Your task
Scan the entries below for "update" and copy each line that holds it.

Material for the task
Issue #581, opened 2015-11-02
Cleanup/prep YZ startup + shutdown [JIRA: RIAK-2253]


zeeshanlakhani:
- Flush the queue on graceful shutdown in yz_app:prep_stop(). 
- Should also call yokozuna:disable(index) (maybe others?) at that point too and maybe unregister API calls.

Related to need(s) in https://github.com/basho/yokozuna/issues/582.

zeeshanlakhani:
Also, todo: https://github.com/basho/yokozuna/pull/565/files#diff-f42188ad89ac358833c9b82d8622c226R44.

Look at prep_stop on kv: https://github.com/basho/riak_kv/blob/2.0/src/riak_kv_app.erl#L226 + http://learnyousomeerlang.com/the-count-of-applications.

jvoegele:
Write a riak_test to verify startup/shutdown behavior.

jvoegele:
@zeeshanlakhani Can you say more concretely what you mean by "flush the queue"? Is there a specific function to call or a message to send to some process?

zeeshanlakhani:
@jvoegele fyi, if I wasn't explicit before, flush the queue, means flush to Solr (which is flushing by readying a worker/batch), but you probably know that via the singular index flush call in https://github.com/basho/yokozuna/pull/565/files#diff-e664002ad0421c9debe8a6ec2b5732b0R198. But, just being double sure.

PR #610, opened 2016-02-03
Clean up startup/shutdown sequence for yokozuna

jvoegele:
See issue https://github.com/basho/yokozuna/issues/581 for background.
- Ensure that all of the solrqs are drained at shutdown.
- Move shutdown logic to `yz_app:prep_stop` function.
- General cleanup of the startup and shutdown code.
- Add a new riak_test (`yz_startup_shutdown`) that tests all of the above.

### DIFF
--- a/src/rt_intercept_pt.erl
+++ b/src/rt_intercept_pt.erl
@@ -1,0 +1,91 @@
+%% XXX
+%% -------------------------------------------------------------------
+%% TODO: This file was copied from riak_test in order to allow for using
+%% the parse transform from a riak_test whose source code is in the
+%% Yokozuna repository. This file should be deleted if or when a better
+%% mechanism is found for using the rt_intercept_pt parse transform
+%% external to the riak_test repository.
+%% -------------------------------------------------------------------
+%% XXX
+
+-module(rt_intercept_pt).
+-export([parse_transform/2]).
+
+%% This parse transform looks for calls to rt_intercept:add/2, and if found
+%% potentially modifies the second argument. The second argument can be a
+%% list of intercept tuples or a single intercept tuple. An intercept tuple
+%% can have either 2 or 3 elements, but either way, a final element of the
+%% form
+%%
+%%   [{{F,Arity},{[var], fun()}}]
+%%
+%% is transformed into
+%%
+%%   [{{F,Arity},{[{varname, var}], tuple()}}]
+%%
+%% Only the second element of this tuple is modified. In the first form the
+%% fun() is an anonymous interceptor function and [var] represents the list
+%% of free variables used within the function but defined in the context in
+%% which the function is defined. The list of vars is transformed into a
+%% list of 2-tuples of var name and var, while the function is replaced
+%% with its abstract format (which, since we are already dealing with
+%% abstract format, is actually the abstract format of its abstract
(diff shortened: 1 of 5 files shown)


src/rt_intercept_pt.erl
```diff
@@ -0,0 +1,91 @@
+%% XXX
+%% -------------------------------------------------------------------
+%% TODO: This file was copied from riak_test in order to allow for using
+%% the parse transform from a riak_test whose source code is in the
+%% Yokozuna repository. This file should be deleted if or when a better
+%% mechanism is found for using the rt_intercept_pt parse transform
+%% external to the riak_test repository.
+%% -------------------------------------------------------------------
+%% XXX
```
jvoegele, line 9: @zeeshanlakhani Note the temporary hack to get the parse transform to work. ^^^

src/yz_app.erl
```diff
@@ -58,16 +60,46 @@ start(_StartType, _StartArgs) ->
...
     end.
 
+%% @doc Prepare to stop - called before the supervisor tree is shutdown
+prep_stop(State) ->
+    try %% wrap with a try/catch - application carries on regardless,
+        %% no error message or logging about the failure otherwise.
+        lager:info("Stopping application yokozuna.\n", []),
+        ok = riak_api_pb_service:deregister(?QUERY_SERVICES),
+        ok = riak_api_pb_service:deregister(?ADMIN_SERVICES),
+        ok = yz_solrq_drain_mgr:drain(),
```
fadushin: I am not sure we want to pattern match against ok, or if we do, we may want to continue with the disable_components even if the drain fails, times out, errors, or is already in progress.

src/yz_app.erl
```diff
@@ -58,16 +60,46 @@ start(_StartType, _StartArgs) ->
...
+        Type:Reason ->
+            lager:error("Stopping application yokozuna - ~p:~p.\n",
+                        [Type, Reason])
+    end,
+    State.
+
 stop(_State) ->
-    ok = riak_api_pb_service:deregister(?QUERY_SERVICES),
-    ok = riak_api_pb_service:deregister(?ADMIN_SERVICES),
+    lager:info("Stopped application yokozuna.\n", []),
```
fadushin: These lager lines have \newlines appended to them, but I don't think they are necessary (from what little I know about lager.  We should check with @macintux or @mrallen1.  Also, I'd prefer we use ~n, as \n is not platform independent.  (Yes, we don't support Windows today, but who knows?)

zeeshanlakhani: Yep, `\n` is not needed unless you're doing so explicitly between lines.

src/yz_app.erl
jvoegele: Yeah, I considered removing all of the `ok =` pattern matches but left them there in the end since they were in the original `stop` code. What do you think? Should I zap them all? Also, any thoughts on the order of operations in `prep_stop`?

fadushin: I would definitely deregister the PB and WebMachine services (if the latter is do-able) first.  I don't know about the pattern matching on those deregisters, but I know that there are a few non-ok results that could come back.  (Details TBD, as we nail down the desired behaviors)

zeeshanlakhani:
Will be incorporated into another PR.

--

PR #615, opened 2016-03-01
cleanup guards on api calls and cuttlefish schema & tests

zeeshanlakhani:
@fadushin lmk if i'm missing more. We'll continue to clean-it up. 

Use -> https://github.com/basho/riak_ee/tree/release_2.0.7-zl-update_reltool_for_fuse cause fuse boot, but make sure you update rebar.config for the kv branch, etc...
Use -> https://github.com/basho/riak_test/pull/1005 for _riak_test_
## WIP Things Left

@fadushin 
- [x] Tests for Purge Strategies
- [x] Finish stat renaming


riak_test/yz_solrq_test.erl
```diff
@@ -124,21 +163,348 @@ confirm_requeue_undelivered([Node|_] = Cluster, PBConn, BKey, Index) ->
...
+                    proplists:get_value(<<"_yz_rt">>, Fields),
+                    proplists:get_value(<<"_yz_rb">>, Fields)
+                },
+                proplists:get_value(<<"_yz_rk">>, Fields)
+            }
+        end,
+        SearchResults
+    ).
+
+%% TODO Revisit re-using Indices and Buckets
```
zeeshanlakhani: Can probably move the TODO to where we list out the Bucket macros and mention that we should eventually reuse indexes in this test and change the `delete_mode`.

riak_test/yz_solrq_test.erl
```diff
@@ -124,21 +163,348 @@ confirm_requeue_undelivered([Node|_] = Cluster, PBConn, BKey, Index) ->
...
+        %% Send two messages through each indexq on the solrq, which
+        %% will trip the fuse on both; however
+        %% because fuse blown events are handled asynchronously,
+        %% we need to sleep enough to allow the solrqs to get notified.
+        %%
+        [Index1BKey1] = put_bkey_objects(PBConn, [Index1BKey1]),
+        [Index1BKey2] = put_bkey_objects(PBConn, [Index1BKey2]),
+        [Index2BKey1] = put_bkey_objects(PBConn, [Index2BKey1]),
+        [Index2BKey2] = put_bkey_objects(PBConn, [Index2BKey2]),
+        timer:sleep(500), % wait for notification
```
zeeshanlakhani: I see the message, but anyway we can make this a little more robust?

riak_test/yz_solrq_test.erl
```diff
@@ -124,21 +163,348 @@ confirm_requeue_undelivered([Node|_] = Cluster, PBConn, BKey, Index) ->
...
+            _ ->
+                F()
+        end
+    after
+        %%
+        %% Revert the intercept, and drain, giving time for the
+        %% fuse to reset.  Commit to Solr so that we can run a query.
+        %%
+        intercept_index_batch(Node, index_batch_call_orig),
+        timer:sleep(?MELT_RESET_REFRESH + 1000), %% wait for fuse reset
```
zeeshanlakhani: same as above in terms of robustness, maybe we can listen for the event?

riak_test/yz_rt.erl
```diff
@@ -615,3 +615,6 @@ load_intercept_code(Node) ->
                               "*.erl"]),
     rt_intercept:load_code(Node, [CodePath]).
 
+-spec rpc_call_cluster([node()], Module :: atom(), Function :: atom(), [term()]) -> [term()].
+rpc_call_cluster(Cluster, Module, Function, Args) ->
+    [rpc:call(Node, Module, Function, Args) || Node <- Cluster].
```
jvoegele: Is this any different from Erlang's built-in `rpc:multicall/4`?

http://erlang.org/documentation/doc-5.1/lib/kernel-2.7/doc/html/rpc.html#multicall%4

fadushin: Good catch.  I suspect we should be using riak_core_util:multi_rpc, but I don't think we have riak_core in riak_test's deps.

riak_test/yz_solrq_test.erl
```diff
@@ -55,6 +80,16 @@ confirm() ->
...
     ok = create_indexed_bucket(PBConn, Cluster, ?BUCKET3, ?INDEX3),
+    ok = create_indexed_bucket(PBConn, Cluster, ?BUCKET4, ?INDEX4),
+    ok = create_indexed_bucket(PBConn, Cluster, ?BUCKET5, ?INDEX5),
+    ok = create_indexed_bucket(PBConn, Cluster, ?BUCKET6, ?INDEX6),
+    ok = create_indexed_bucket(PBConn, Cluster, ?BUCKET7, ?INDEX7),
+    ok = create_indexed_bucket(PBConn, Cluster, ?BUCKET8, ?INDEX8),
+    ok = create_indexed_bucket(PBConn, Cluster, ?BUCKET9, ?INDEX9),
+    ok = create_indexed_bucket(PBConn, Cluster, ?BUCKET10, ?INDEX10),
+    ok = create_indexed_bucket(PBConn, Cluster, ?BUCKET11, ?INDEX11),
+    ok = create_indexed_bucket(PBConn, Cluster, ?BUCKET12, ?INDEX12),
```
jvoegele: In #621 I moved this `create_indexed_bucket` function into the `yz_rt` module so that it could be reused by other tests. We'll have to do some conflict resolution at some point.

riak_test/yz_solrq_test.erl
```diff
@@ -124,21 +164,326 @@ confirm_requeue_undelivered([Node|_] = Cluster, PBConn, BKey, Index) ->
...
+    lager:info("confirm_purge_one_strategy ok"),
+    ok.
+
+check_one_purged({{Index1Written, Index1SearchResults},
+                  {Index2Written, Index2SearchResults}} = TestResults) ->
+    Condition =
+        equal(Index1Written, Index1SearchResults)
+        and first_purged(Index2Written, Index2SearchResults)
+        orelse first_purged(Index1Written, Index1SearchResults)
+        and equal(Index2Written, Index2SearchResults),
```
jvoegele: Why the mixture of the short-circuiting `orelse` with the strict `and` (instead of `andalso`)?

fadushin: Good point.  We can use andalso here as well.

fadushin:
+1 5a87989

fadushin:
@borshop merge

==

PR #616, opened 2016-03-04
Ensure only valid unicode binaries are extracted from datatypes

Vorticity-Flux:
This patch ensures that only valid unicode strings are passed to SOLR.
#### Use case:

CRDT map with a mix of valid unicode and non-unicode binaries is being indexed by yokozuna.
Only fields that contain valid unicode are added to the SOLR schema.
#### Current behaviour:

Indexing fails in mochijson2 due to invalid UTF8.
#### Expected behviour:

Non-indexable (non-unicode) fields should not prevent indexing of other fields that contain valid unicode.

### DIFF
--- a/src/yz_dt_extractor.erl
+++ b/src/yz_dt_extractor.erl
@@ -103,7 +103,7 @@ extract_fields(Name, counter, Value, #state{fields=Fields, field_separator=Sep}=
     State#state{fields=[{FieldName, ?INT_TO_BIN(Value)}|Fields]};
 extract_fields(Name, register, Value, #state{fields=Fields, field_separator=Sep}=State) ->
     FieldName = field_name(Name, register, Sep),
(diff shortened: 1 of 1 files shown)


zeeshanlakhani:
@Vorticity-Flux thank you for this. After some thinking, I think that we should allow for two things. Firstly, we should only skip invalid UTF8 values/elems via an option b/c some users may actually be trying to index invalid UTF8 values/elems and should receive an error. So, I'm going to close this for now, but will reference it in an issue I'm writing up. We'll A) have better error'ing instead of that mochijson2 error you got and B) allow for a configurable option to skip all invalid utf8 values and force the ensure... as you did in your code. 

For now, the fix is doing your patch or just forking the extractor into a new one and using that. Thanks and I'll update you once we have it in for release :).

Reply
Use -> https://github.com/basho/riak_ee/tree/release_2.0.7-zl-update_reltool_for_fuse cause fuse boot, but make sure you update rebar.config for the kv branch, etc...
For now, the fix is doing your patch or just forking the extractor into a new one and using that. Thanks and I'll update you once we have it in for release :).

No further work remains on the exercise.